NCATS-Gamma / robokop

Master UI for ROBOKOP
MIT License
15 stars 3 forks source link

Unable to build robokop-kg from scratch #493

Closed Prakash2403 closed 4 years ago

Prakash2403 commented 4 years ago

I wanted to see how data is ingested in neo4j. Hence, I started with empty neo4j database, ran docker exec $(docker ps -f name=interfaces -q) bash -c "source robokop-interfaces/deploy/setenv.sh && robokop-interfaces/initialize_type_graph.sh" to setup initial database. Everything went fine till here.

Now, let's say I want to add chembio data(the corresponding service is available and is present in greent/core.py. How do I do that?
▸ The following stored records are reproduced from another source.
Issue #2484, opened 2023-04-19
Support Resource Pools from the UI


lorenzo-cavazzi:
## Motivation

We are introducing [Resource Access Control](https://github.com/SwissDataScienceCenter/renku-design-docs/blob/main/rfcs/011-resource-access-control/011-resource-access-control.md) in RenkuLab to assign resource pools to specific users.

This requires a few changes in the UI since the session will start within the context of a specific resource pool with an assigned set of resources.

### Starting sessions

We will need to query an API to get the list of resources (it should be [the `GET /resource_pools` API here](https://github.com/SwissDataScienceCenter/renku-data-services/blob/main/src/api.spec.yaml)) available to the user.
We will also need to query the project options to get a project's default pool and try to set it.
For quick-started sessions, we will use whatever is the project default or just the global default if nothing local overwrites it; for sessions through the "Start with options" page, we will error if the project-defined pool is not available, and show a warning. User can pick any other available option from the pool on that page.

ℹ️ This means the single resources (CPU, RAM, disk, GPU) won't be selectable as single entities but just as a pre-set. We won't need the `notebook_options` anymore since there will be just pools with sets of resources.

![image](https://user-images.githubusercontent.com/43481553/233350191-94e00920-7136-4351-810c-9bca81a58103.png)

### Sessions settings
On the project page, users can set session settings. The abovementioned ones will disappear and be swapped with the new pool sets.
Keep in mind that not everything is disappearing from there. The pinned images won't change, nor the default_url (even tho it will be just a pure string), and _probably_ also the "Automatically fetch LFS data" should not change.

jdupre81:
Basically, and for practical and consistency purposes, the design follows the same design principle of the commit dropdown message. 

![Image](https://user-images.githubusercontent.com/117274853/234025859-ab75b16b-7f0a-4f6e-821a-8fc081916b66.jpg)



![Image](https://user-images.githubusercontent.com/117274853/234025882-debcda90-c98e-40c9-9a43-dee24cd0e8aa.jpg)



![Image](https://user-images.githubusercontent.com/117274853/234025897-26971139-ddae-4da8-a901-2fac7efb70d4.jpg)

jdupre81:
as a **second option** I did a design with a short list and put a "Expand Button", but I think the design above looks much better.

Edit: Upon inspection, I found two scripts which can do this:

  1. runthemall.sh: Throws some error, opened an issue for that #492
  2. crawl_all.py: Located in robokop-interfaces/crawler/crawl_all.py. Ran the following code: python crawl_all.py -sv chembio. Seems like it downloads a lot of data, but nothing gets pushed to neo4j.
YaphetKG commented 4 years ago

@Prakash2403 , posted some changes for builder/writer.py . I think the issue was that the threads created by the writer process upon message arrival from the broker queue seem to be smaller that it expects and since subsequent messages are delivered to different threads, I think on slow queue deliveries this is an issue. Thanks for bringing this up.

Prakash2403 commented 4 years ago

@YaphetKG I think the problem still exists. Ran python crawl_all.py -sv chembio two hours ago, still no entry in neo4j. Also, any updates on runthemall.sh?

Thanks for the help.

Edit: Looked at the logs. Found a lot of lines like this:

Failed to get response from https://onto.renci.org/synonyms/ENSEMBL:ENSG00000101440. Status code 500 Is this an issue?
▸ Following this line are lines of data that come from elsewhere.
PR #2520, opened 2023-05-12
refactor(client): update RTK slice selector hooks

leafty:
The new `createSliceSelector()` helper function creates a React hook which simplifies writing state selectors for RTK slices.

Other updates:
* Moved `client/src/utils/helpers/EnhancedState.js` to TypeScript and export only one function, `createStore()`.

/deploy #persist #cypress renku=leafty/update-tests-renku-ui-2495

### DIFF
--- a/client/src/components/Logs.tsx
+++ b/client/src/components/Logs.tsx
@@ -17,7 +17,7 @@
  */
 
 import React, { useEffect } from "react";
-import { RootStateOrAny, useDispatch } from "react-redux";
+import { useDispatch } from "react-redux";
 import { FontAwesomeIcon } from "@fortawesome/react-fontawesome";
 import { faSave, faSyncAlt } from "@fortawesome/free-solid-svg-icons";
 import {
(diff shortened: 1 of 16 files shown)


client/src/components/Logs.tsx
```diff
@@ -318,9 +318,7 @@ interface EnvironmentLogsProps {
   name: string;
 }
 const EnvironmentLogs = ({ name, annotations }: EnvironmentLogsProps) => {
-  const displayModal = useDisplaySelector(
-    (state: RootStateOrAny) => state[displaySlice.name].modals.sessionLogs
-  );
+  const displayModal = useDisplaySelector((state) => state.modals.sessionLogs);
```
leafty, line 321: Note: here, `state` has type `Display` which means `state.modals.sessionLogs` is fully type-checked and supports auto-complete from vscode.

lorenzo-cavazzi (approved):
Oh, properly typed objects from the store! :tada: :pray:

Issue #2483, opened 2023-04-19
Fix dates by using a wrapper library


lorenzo-cavazzi:
## Description

While working on #2481 , I noticed we might be introducing errors in dates. Try to initiate a date object and pass it to `Time.toIsoString`; you will get a wrong output.

The easiest solution to fix this would be to use a date and time library, like [Luxon](https://moment.github.io/luxon/#/).
We can keep out Time abstraction to be sure we don't accidentally use different formats in different places.

The steps to fix this are:

* [ ] Re-write the `Time.js` utility in TypeScript, using Luxon to convert dates from and into strings.
* [ ] Update the tests -- they are not considering the time zones now. Be sure to include that "detail".

## Reproduce

Try to initiate a date object and pass it to `Time.toIsoString`; you will get a wrong output.

PR #2527, opened 2023-05-16
refactor(client): update DateTime and Duration utilities to use luxon

leafty:
Fixes https://github.com/SwissDataScienceCenter/renku-ui/issues/2483.

New datetime and duration utility functions are introduced, using `luxon`.

Some datetime rendering now include the timezone, see below.

Before:
Screenshot 2023-06-15 at 14 04 39

After:
Screenshot 2023-06-15 at 14 03 39

/deploy #persist #cypress


lorenzo-cavazzi:
Is this intended to replace #2508 ?

leafty:
> Is this intended to replace #2508 ?

Yes, I am keeping it around to pick some code pieces.

lorenzo-cavazzi:
Just a generic comment while I review: there are a few downgrades in `client/package.json`.
I assume they are not intended and are just a side effect of a merge

leafty:
> Just a generic comment while I review: there are a few downgrades in `client/package.json`. I assume they are not intended and are just a side effect of a merge

Ah yes, thanks for noticing. I think this is because the branch was started a while back. I will fix the `package.json` file.

lorenzo-cavazzi (commented):
The code looks great and the solution is really good! We can merge this after adjusting the package file :rocket: 

I wonder if it makes sense to change how we visualize dates in some places to keep consistency across the application (if you agree with the changes, this can be done either within this PR or in a separate one).

The following could be turned into relative distances with a tooltip for the specific time:
- File header indicating last commit author and time (from "Lorenzo Cavazzi 2023-06-14 15:32:40 GMT+2" to "Lorenzo Cavazzi, 2 hours ago")
  image
- Project's commits list in the "Overvieew --> Commits" tab, adding the tooltip
  image
- Workflow detail pages, both the "Creation date" and the "Last execution" fields (tbh I don't have a strong preference for this case, but consistency might be enough to justify changing them too)
  image

lorenzo-cavazzi (dismissed):

lorenzo-cavazzi (approved):
Lgtm! :rocket: 
Thank you for taking care of this! :pray:  I neglected glitches on dates for too long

Prakash2403 commented 4 years ago

@YaphetKG

Tried to build with python crawl_all.py -sv biolink.

Since I just wanted to build a PoC, I did some changes to the code.
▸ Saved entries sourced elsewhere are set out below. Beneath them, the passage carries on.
PR #2534, opened 2023-05-17
Update the session class selector styles

leafty:
Updated the session class selector styling:

leafty dev renku ch_projects_johann thiebaut_flights-tutorial-2022-04-19_sessions_new_useFakeResourcePools=1

leafty dev renku ch_projects_johann thiebaut_flights-tutorial-2022-04-19_sessions_new_useFakeResourcePools=1 (1)

leafty dev renku ch_projects_johann thiebaut_flights-tutorial-2022-04-19_sessions_new_useFakeResourcePools=1 (3)

Also, on error display this message:
leafty dev renku ch_projects_johann thiebaut_flights-tutorial-2022-04-19_sessions_new (1)

### DIFF
--- a/client/src/notebooks/components/SessionClassOption.module.scss
+++ b/client/src/notebooks/components/SessionClassOption.module.scss
@@ -31,47 +31,46 @@
 
 .option,
 .singleValue {
-  grid-template-columns:
-    minmax(min-content, 6fr)
-    1fr 4ch
-    1fr 7ch
-    1fr 8ch
-    1fr 4ch;
+  // Two lines on small viewports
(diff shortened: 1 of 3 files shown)


lorenzo-cavazzi (approved):
Lgtm! :rocket: 

I really like the 2 rows design you implemented for the low-width window. I feel we might expand it to the medium-sized window to prevent very verbose names from taking too much vertical space (see screenshot). Since that happens only with very specific window sizes, we can merge the PR as is, but let's keep that solution in mind if ppl complain about messed-up output with long names
image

  1. Added break statement below this line
  2. Added break statement after every lids.append in this function.

What I thought would happen?

As soon as it founds one valid data point for a given input_type, it will process it and insert it in neo4j.

What actually happened?

As per the logs, processing went fine. But no data shows up in neo4j.

Also, can you kindly tell me the steps to build and populate DB from scratch?(apart from the ones mentioned in README)

EDIT: Looked at the code for BufferedWriter class inside robokop-interfaces/greent/export.py. Seems like it makes an update when node_buffer_size is 100. Am I right?

EDIT 2: Worked for biolink :). Removed all break statements and reduced the size of buffer to 5. Worked like a charm. Not sure for chembio though.